WHAT IS BEING ASKED:
Across the whole listing, find how many lines contain "would", then write that number and nothing else.

RECORDS SUPPLIED:
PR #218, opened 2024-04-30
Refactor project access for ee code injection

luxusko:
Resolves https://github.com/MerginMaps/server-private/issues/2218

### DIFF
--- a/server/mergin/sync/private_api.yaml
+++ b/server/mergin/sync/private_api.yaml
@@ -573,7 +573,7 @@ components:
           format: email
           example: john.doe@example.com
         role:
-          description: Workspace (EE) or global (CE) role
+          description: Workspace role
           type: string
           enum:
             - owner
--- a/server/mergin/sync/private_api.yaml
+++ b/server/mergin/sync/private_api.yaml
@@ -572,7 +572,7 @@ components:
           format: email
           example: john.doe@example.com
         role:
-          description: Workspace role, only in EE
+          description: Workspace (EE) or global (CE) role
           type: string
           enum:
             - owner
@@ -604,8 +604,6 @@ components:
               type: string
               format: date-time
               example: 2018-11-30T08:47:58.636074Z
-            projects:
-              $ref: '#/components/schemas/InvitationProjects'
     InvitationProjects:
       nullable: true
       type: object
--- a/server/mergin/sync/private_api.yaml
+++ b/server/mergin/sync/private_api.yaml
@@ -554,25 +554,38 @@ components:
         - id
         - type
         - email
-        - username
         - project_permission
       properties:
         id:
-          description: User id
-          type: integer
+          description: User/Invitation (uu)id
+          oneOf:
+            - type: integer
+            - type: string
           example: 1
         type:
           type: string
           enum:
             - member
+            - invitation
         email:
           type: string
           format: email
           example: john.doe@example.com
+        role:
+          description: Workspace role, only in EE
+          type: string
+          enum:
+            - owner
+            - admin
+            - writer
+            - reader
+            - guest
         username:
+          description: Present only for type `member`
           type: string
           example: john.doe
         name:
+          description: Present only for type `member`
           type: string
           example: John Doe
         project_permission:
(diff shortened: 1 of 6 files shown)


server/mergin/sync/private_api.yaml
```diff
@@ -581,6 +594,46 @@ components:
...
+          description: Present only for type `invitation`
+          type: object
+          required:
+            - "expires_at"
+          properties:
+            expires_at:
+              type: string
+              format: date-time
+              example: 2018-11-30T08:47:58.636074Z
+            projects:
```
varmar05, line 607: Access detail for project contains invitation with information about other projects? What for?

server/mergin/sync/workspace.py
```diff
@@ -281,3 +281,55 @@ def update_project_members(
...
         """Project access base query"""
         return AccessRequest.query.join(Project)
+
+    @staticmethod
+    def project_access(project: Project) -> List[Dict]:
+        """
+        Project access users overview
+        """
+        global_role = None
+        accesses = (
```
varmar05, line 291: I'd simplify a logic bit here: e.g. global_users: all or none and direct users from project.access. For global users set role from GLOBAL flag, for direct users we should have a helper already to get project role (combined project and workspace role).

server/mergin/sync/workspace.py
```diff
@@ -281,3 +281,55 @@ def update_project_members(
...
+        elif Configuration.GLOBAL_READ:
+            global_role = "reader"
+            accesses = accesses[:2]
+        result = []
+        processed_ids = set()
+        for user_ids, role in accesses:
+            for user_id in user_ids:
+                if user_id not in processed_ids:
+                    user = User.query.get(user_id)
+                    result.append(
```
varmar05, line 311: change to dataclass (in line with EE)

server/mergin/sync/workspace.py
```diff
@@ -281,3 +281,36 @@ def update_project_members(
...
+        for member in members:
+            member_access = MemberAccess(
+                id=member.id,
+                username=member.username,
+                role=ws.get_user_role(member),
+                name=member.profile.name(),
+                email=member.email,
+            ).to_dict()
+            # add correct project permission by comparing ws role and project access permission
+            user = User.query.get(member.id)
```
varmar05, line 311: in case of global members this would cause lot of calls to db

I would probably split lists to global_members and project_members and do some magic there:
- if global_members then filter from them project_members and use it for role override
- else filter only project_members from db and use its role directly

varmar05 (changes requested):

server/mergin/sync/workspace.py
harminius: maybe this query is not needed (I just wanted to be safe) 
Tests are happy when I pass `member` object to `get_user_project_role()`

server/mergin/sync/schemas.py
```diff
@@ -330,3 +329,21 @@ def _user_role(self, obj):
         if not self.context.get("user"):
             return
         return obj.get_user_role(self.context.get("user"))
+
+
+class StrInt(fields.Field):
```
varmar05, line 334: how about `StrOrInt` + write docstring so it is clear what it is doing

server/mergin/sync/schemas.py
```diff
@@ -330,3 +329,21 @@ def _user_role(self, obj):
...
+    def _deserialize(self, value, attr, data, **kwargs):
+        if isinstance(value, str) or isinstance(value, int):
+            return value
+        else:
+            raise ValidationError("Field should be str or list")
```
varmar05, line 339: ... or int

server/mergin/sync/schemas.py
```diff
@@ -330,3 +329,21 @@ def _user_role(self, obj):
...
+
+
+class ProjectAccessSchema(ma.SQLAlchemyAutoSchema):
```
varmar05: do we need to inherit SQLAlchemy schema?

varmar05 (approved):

COMPLETED EXERCISE:
2